I rented a bike today to check out some other parts of this small island. I was able to get a bike from one of the activities vendors on the beach path. The initial asking price for ‘a big bike’ was 1,000 pesos for 3 hours or 2,000 pesos for a full day. I was able to get the full-day price down to 1,500 ($30), but the 3-hour rate was firm at 1,000. I opted for the full-day rental but, as it turned out, three hours would have been sufficient.
The rental procedure was as simple as it could get. The vendor photographed my driving licence and I paid the agreed fee. No paperwork to sign. No insurance documents. He didn’t even want to know where I was staying. He showed me where the vehicle documents were stored on the bike and then told me that if I were to be stopped by the police I should say that I borrowed the bike – not rented it! That clarified the situation – he was renting me a bike that he owned personally, but it wasn’t an official rental bike.
The bike was a nice little KTM Duke (200cc I believe) that was in good condition. A sporty little bike with rear-set footrests. I never got it out of 3rd gear as the roads and traffic are not conducive to driving at speed. A lot of the riding was around 15kph, stuck behind the motorcycle tricycles that serve as taxis on the island. Private cars are not permitted on the island, but there are motorcycles, the tricycles and commercial vehicles such as vans and trucks to contend with. There are few roads on the island, so it is difficult to get lost but it is also difficult to go very far.
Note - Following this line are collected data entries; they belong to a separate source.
Issue #608, opened 2022-11-30
PyTeal examples folder ships with the package itself


CiottiGiorgio:
Not sure if this was intended or not but I think the examples shouldn't be shipped with the package.
I observed the same behaviour in `beaker` and it is currently being addressed by [this](https://github.com/algorand-devrel/beaker/issues/132) issue.

jasonpaulos:
Hi @CiottiGiorgio, why do you think examples should not ship with the package?

CiottiGiorgio:
I think it can be nice if you are working directly with PyTeal but if I'm just importing it as a dependency (of Beaker for example) I don't need PyTeal examples.
As it is named right now, it's just an `example` folder within `site-packages` and it could collide with other examples from other packages (should they also ship them).
The best place is probably in a separate python package and then listed in the dev dependencies of pyteal (alongside testing, typing and formatting utilities that are currently written in `requirements.txt` and not `install_requires`).

At the very least, the folder should be called `pyteal_examples` so it does not collide with other dependency in the project.

CiottiGiorgio:
While I was figuring out the structure of the project and how it installs dev/non-dev dependencies, I found found out that we have the same issue for `tests` in `PyTeal` package and `tests` in `py-algorand-sdk` package. Both `tests` folders end up in `site-packages` colliding with each other.
Personally, I would set `packages` into `setup.py` to just `packages=["pyteal"]` and do the same for `py-algorand-sdk`.

CiottiGiorgio:
#610 is my proposal

CiottiGiorgio:
#610 was merged so we can close this.

michaeldiamant:
For completeness - A bug in #610 was corrected via https://github.com/algorand/pyteal/pull/614.

PR #610, opened 2022-12-03
Proposal to refactor examples name and exclude tests from being shipped.

CiottiGiorgio:


jasonpaulos (commented):
Thanks for the explanation in #608 and for creating this PR to remedy the situation.

I wasn't aware that the examples folder was being installed as a standalone package -- I think this behavior is not intentional nor desired.

So instead of renaming, could we keep the folder as `examples`, but change `setup.py` to only include the `pyteal` package?

ahangsu:
^ Up Jason's point, I think it would be nice to not involve too much change in package structure itself, but rather specifying the only package data is from `pyteal` directory, by specifying in `setup.py`.

CiottiGiorgio:
Sounds good. I'll modify this PR

ahangsu (approved):
lgtm

CiottiGiorgio:
I can't merge this as I don't have write privileges

jasonpaulos (approved):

My first stop was at Puka Beach, at the northern end of the island. It is also referred to as the shell beach as shells can be found there. It seems that most visitors get to the beach via motor-tricycle taxis, which line up on the entrance road waiting for passengers. Upon reaching the beach, there is a row of souvenir stalls, along with snack stalls and at least one bar. I had a brief walk on the beach, had a fruit smoothie and then jumped back on the bike.
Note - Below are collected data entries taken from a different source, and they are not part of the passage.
PR #613, opened 2022-12-08
`OptimizeOptions` Takes Over `frame_pointers` Option

tzaffi:
# Summary

Removing the `frame_pointers` parameter in `Router.compile_program()` and `CompileOptions.__init__()` and adding it to `OptimizeOptions`

### DIFF
--- a/pyteal/compiler/compiler.py
+++ b/pyteal/compiler/compiler.py
@@ -51,7 +51,7 @@ class CompileOptions:
         self.mode: Mode = mode
         self.version: int = version
         self.optimize: OptimizeOptions = optimize or OptimizeOptions()
-        self.use_frame_pointer: bool = self.optimize.use_frame_pointers(self.version)
+        self.use_frame_pointers: bool = self.optimize.use_frame_pointers(self.version)
 
         self.currentSubroutine: Optional[SubroutineDefinition] = None
 
@@ -158,14 +158,14 @@ def compileSubroutine(
     if (
         currentSubroutine
         and currentSubroutine.get_declaration_by_option(
-            options.use_frame_pointer
+            options.use_frame_pointers
         ).deferred_expr
     ):
         # this represents code that should be inserted before each retsub op
         deferred_expr = cast(
             Expr,
             currentSubroutine.get_declaration_by_option(
-                options.use_frame_pointer
+                options.use_frame_pointers
             ).deferred_expr,
         )
 
@@ -218,7 +218,7 @@ def compileSubroutine(
     newSubroutines = referencedSubroutines - subroutine_start_blocks.keys()
     for subroutine in sorted(newSubroutines, key=lambda subroutine: subroutine.id):
         compileSubroutine(
-            subroutine.get_declaration_by_option(options.use_frame_pointer),
+            subroutine.get_declaration_by_option(options.use_frame_pointers),
             options,
             subroutineGraph,
             subroutine_start_blocks,
--- a/pyteal/compiler/compiler.py
+++ b/pyteal/compiler/compiler.py
@@ -46,22 +46,20 @@ class CompileOptions:
         mode: Mode = Mode.Signature,
         version: int = DEFAULT_PROGRAM_VERSION,
         optimize: OptimizeOptions = None,
-        frame_pointers: Optional[bool] = None,
     ) -> None:
         self.mode = mode
         self.version = version
-        self.optimize = optimize if optimize is not None else OptimizeOptions()
+        self.optimize = (
+            optimize if optimize else OptimizeOptions.default_for_version(self.version)
+        )
         self.use_frame_pointer: bool
 
-        if frame_pointers is None:
-            self.use_frame_pointer = self.version >= FRAME_POINTER_VERSION
+        if self.optimize.frame_pointers and self.version < FRAME_POINTER_VERSION:
+            raise TealInputError(
+                f"Try to use frame pointer with an insufficient version {self.version}."
+            )
         else:
-            if frame_pointers and self.version < FRAME_POINTER_VERSION:
-                raise TealInputError(
-                    f"Try to use frame pointer with an insufficient version {self.version}."
-                )
-            else:
-                self.use_frame_pointer = frame_pointers
+            self.use_frame_pointer = self.optimize.frame_pointers
 
         self.currentSubroutine: Optional[SubroutineDefinition] = None
 
@@ -257,7 +255,6 @@ def compileTeal(
     version: int = DEFAULT_PROGRAM_VERSION,
     assembleConstants: bool = False,
     optimize: OptimizeOptions = None,
-    frame_pointers: Optional[bool] = None,
 ) -> str:
     """Compile a PyTeal expression into TEAL assembly.
 
@@ -291,9 +288,7 @@ def compileTeal(
             )
         )
 
-    options = CompileOptions(
-        mode=mode, version=version, optimize=optimize, frame_pointers=frame_pointers
-    )
+    options = CompileOptions(mode=mode, version=version, optimize=optimize)
 
     subroutineGraph: Dict[SubroutineDefinition, Set[SubroutineDefinition]] = dict()
     subroutine_start_blocks: Dict[Optional[SubroutineDefinition], TealBlock] = dict()
--- a/pyteal/compiler/compiler.py
+++ b/pyteal/compiler/compiler.py
@@ -26,7 +26,7 @@ from pyteal.compiler.subroutines import (
 from pyteal.compiler.constants import createConstantBlocks
 
 MAX_PROGRAM_VERSION = 8
-FRAME_POINTER_VERSION = 8
+FRAME_POINTERS_VERSION = 8
 DEFAULT_SCRATCH_SLOT_OPTIMIZE_VERSION = 9
 MIN_PROGRAM_VERSION = 2
 DEFAULT_PROGRAM_VERSION = MIN_PROGRAM_VERSION
--- a/pyteal/compiler/compiler.py
+++ b/pyteal/compiler/compiler.py
@@ -246,7 +246,7 @@ def compileTeal(
     *,
     version: int = DEFAULT_PROGRAM_VERSION,
     assembleConstants: bool = False,
-    optimize: OptimizeOptions = None,
+    optimize: Optional[OptimizeOptions] = None,
 ) -> str:
     """Compile a PyTeal expression into TEAL assembly.
 
--- a/pyteal/compiler/compiler.py
+++ b/pyteal/compiler/compiler.py
@@ -27,6 +27,7 @@ from pyteal.compiler.constants import createConstantBlocks
 
 MAX_PROGRAM_VERSION = 8
 FRAME_POINTER_VERSION = 8
+DEFAULT_SCRATCH_SLOT_OPTIMIZE_VERSION = 9
 MIN_PROGRAM_VERSION = 2
 DEFAULT_PROGRAM_VERSION = MIN_PROGRAM_VERSION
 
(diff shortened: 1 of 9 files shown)


pyteal/compiler/optimizer/optimizer.py
```diff
@@ -22,12 +23,28 @@ class OptimizeOptions:
 
         scratch_slots (optional): cancel contiguous store/load operations
             that have no load dependencies elsewhere.
+        frame_opinters
```
tzaffi, line 26:
```suggestion
```

pyteal/compiler/optimizer/optimizer.py
```diff
@@ -24,10 +25,25 @@ class OptimizeOptions:
...
+    def maximize(cls) -> "OptimizeOptions":
+        return cls(scratch_slots=True, frame_pointers=True)
+
+    @classmethod
+    def default_for_version(cls, version: int) -> "OptimizeOptions":
+        """TODO: consider maximizing for default starting with Teal v. 9"""
+        from pyteal.compiler.compiler import FRAME_POINTER_VERSION
+
+        if version < FRAME_POINTER_VERSION:
+            return cls(scratch_slots=False, frame_pointers=False)
```
tzaffi, line 43: Is it too late to make the default behavior for v8 use frame pointers? If so, then I'm afraid that I'll have to default `frame_pointers = False` in the case of `version $\geq$ FRAME_POINTER_VERSION`.

Also, should I already aggressively force `maximize` for v9 and higher?

ahangsu: It might be okay to make default v8 use of frame pointer, haven't thought through the consequences, simply feeling okay with me.

I am slightly against `maximize` for v9 and higher, for it might make debugging somehow harder?

ahangsu (commented):
generally lgtm, just one question on configuring `default_for_versions` to be settled down.

tzaffi:
So you are advocating for _not_ defaulting to scratch_slots = True staring
with v9?

ahangsu:
Correct, I am advocating that scratch_slots = True not starting with v9 as
default.

pyteal/compiler/optimizer/optimizer.py
jasonpaulos: Default use of frame pointers is v8+ code is good with me.

I do not think we should default to `maximize` for any version at the moment. The risk of backwards incompatibility when new optimizations are introduced is too great to make this the default behavior in my opinion.

pyteal/compiler/optimizer/optimizer.py
```diff
@@ -24,10 +25,25 @@ class OptimizeOptions:
             that have no load dependencies elsewhere.
     """
 
-    def __init__(self, *, scratch_slots: bool = False):
-        self.scratch_slots = scratch_slots
+    def __init__(self, *, scratch_slots: bool = False, frame_pointers: bool = False):
```
jasonpaulos, line 28: I think it would be a reasonable property to make using `None` or using `OptimizeOptions()` when creating a `CompileOptions()` behave identically.

Right now they won't because `OptimizeOptions()` _always_ has `frame_pointers=False`.

This is also a problem because existing code is likely to use `OptimizeOptions(scratch_slots=True)`, and it would be undesirable to force such code to have `frame_pointers=False`.

pyteal/compiler/optimizer/optimizer.py
```diff
@@ -24,10 +25,25 @@ class OptimizeOptions:
...
+        self.scratch_slots: Final[bool] = scratch_slots
+        self.frame_pointers: Final[bool] = frame_pointers
         self._skip_slots: Set[ScratchSlot] = set()
 
+    @classmethod
+    def maximize(cls) -> "OptimizeOptions":
+        return cls(scratch_slots=True, frame_pointers=True)
```
jasonpaulos, line 35: Here's a potential problem with maximize: v7 and lower programs can't use it because they don't support frame pointers.

If we want this method to be useful, it should enable every optimization that's possible for every program version.

jasonpaulos (commented):
Here's a suggestion to avoid a problem we are grappling with in the JS SDK:

Generally speaking, when creating a class with complex configuration (`CompileOptions` in this case) we want constructor argument types to be as convenient and flexible as possible, yet we want the class members to be as specific and unambiguous as possible, so that the implementation of the class and places where it's used are simple.

If you attempt to use the same types as constructor arguments and class fields, it's difficult to satisfy both of those properties. So here's my suggestion: make the argument types (`OptimizeOptions` in this case) capture what the user wants, and only inside of the class (`CompileOptions`), you transform this information into what actually needs to be done.

For frame pointers, I see it like this:

| What the user wants  | What actually needs to be done |
| ------------- | ------------- |
| Enabled  | Use frame pointers  |
| Disabled  | Don't use frame pointers  |
| Enabled if available (this is for `maximize` to work) | Use frame pointers only if v8 or higher |
| Default | Use frame pointers only if v8 or higher |

In this case "Enabled if available" happens to be the same as "Default", but this isn't necessarily true, and I still think it's valuable to differentiate between the two.

pyteal/compiler/optimizer/optimizer.py
tzaffi: Removing for now

pyteal/compiler/optimizer/optimizer.py
tzaffi: Reverted to `None` having the same behavior as `OptimizeOptions()`.  Also, introducing `use_frame_pointer(version)` and `optimize_scratch_slots(version)` to provide transparent behavior as well as be backwards compatible to <= v7 compilationn.

pyteal/compiler/optimizer/optimizer.py
tzaffi: I've removed `maximize()`. However, please note that as the PR currently stands, I'm actually defaulting to `optimize_scratch_slots() == True` starting with v9. This is open to discussion.

tzaffi:
> Here's a suggestion to avoid a problem we are grappling with in the JS SDK:
> ...

Under the current state, we have the following behaviors. Once we come to consensue, I will also modify [the optimize options docs](https://pyteal.readthedocs.io/en/stable/compiler_optimization.html) accordingly.

| Option | What the user specifies  | Version | What is actually done |
| ------------- | ------------- |
| `scratch_slots` | Enabled (`True`)  | _any_ | Optimize scratch slots  |
|   | Disabled (`False`)  | _any_ | **Do not** optimize scratch slots  |
|   | Default (`None`)  | $\leq 8$ | **Do not** optimize scratch slots  |
|   | Default (`None`)  | $\geq 9$ | Optimize scratch slots  |
| `frame_pointers` | Enabled (`True`)  | $\leq 8$ | `TealInputError` during compilation  |
|  | Disabled (`False`)  | $\leq 8$ | Don't use frame pointers |
|  | Enabled (`False`)  | $\geq 8$ | Use frame pointers |
|  | Default (`None`)  | $\leq 8$ | Don't use frame pointers |
|  | Default (`None`)  | $\geq 8$ | Use frame pointers |

pyteal/compiler/compiler.py
```diff
@@ -27,6 +27,7 @@
 
 MAX_PROGRAM_VERSION = 8
 FRAME_POINTER_VERSION = 8
+DEFAULT_SCRATCH_SLOT_OPTIMIZE_VERSION = 9
```
tzaffi, line 30: This value is open to discussion.

pyteal/compiler/compiler.py
```diff
@@ -307,12 +294,12 @@ def compileTeal(
...
     # is necessary for the dependency checking of local slots. Global slots, slots
     # used by DynamicScratchVar, and reserved slots are not optimized.
-    if options.optimize.scratch_slots:
+    if options.optimize.optimize_scratch_slots(version):
         options.optimize._skip_slots = collect_unoptimized_slots(
             subroutine_start_blocks
         )
         for start in subroutine_start_blocks.values():
-            apply_global_optimizations(start, options.optimize)
+            apply_global_optimizations(start, options.optimize, version)
```
tzaffi, line 302: We need to start passing `version` since `optimize.optimize_scratch_slots()` is now requiring version.

pyteal/compiler/optimizer/optimizer.py
```diff
@@ -24,10 +25,43 @@ class OptimizeOptions:
...
+        *,
+        scratch_slots: Optional[bool] = None,
+        frame_pointers: Optional[bool] = None,
+    ):
+        self._scratch_slots: Final[Optional[bool]] = scratch_slots
+        self._frame_pointers: Final[Optional[bool]] = frame_pointers
+
         self._skip_slots: Set[ScratchSlot] = set()
 
+        # deprecated field kept for backwards compatibility - not used. Shall I remove altogether?
```
tzaffi, line 39: Feedback appreciated

pyteal/compiler/optimizer/optimizer.py
```diff
@@ -87,13 +121,15 @@ def _apply_slot_to_stack(
     _remove_extraneous_slot_access(start, slots_to_remove)
 
 
-def apply_global_optimizations(start: TealBlock, options: OptimizeOptions) -> TealBlock:
+def apply_global_optimizations(
```
tzaffi, line 124: This is a breaking change, but I'm comfortable with it because `apply_global_optimization` is internal

pyteal/compiler/compiler.py
```diff
@@ -46,22 +47,11 @@ def __init__(
         mode: Mode = Mode.Signature,
         version: int = DEFAULT_PROGRAM_VERSION,
         optimize: OptimizeOptions = None,
```
tzaffi, line 49:
```suggestion
        optimize: Optional[OptimizeOptions] = None,
```

tzaffi:
> Correct, I am advocating that scratch_slots = True not starting with v9 as default. On Thu, Dec 8, 2022 at 12:22 PM Zeph Grunschlag ***@***.***> wrote:

FYI - The current state of the PR still proposes to default to `optimize_scratch_slots() == True` starting v9. It's easy enough to not do this however.

pyteal/compiler/optimizer/optimizer.py
ahangsu: I vote for removing it.

ahangsu (commented):
So far looks very close to what we expect! The only conflict is the `scratch_slot` optimization scheme, so long as we settle down to one agreement, I will approve.

pyteal/compiler/optimizer/optimizer.py
```diff
@@ -21,13 +22,48 @@ class OptimizeOptions:
     Args:
 
         scratch_slots (optional): cancel contiguous store/load operations
-            that have no load dependencies elsewhere.
+            that have no load dependencies elsewhere. Starting TEAL version 9, defaults to optimizing.
+        frame_pointers (optional): employ frame pointers instead of scratch slots during compilation.
+            Available only starting in version 8. Defaults to optimizing starting TEAL version 8.
```
michaeldiamant, line 27: @tzaffi I'm only seeking to comment on a minor verbiage concern.  We've moved towards referencing _program versions_/_AVM versions_ rather than _TEAL versions_.

```suggestion
            that have no load dependencies elsewhere. Starting with program version 9, defaults to optimizing.
        frame_pointers (optional): employ frame pointers instead of scratch slots during compilation.
            Available only starting in program version 8. Defaults to optimizing starting in program version 8.
```

pyteal/compiler/optimizer/optimizer.py
```diff
@@ -21,13 +22,48 @@ class OptimizeOptions:
...
+        from pyteal.compiler.compiler import FRAME_POINTERS_VERSION
+
+        if self._frame_pointers is None:
+            return version >= FRAME_POINTERS_VERSION
+
+        if self._frame_pointers:
+            verifyProgramVersion(
+                FRAME_POINTERS_VERSION,
+                version,
+                f"Frame pointers aren't available when compiling to TEAL version {version}",
```
michaeldiamant, line 62:
```suggestion
                f"Frame pointers aren't available when compiling to program version {version}",
```

pyteal/compiler/optimizer/optimizer.py
tzaffi: removed

ahangsu (approved):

From Puka Beach I wandered along another side road and found myself at Ilig Iligan Beach, but not much to see there. The next side road that I took meandered around the coast somewhat and then took me to Bulabog Beach. There is really nothing attractive about Bulabog Beach but the winds on this east-coast beach are conducive to kite-surfing.
The above video clip shows some of the kite surfing off the beach.
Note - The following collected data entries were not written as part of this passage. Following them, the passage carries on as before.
PR #614, opened 2022-12-13
Correctly searching for subpackages only in the intended folder.

CiottiGiorgio:
Oopsie

### DIFF
--- a/setup.py
+++ b/setup.py
@@ -14,7 +14,7 @@ setuptools.setup(
     long_description=long_description,
     long_description_content_type="text/markdown",
     url="https://github.com/algorand/pyteal",
-    packages=setuptools.find_packages(include=('pyteal*',)),
+    packages=setuptools.find_packages(include=("pyteal*",)),
     install_requires=[
         # when changing this list, also update docs/requirements.txt
         "py-algorand-sdk>=1.9.0,<2.0.0",
--- a/setup.py
+++ b/setup.py
@@ -14,7 +14,7 @@ setuptools.setup(
     long_description=long_description,
     long_description_content_type="text/markdown",
     url="https://github.com/algorand/pyteal",
-    packages=["pyteal"],
+    packages=setuptools.find_packages(include=('pyteal*',)),
     install_requires=[
         # when changing this list, also update docs/requirements.txt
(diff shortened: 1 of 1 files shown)


setup.py
```diff
@@ -14,7 +14,7 @@
     long_description=long_description,
     long_description_content_type="text/markdown",
     url="https://github.com/algorand/pyteal",
-    packages=["pyteal"],
+    packages=setuptools.find_packages(include=("pyteal*",)),
```
michaeldiamant, line 17: @CiottiGiorgio Can you share how was the change tested?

I left the beach and rode to the southern end of the island, but there wasn’t much to see. The riding was stop-and-start in heavy traffic and it was hot at 32 deg (89F). After 2.5 hours of riding, I decided I’d had enough. I returned the bike early and retreated to my air-conditioned hotel room.
Based on the riding that I did, it was clear that White Beach is the epicentre of tourism on Boracay. There are other beaches and attractions spread around the island, but they don’t seem to hold the same appeal and don’t have the same vibe.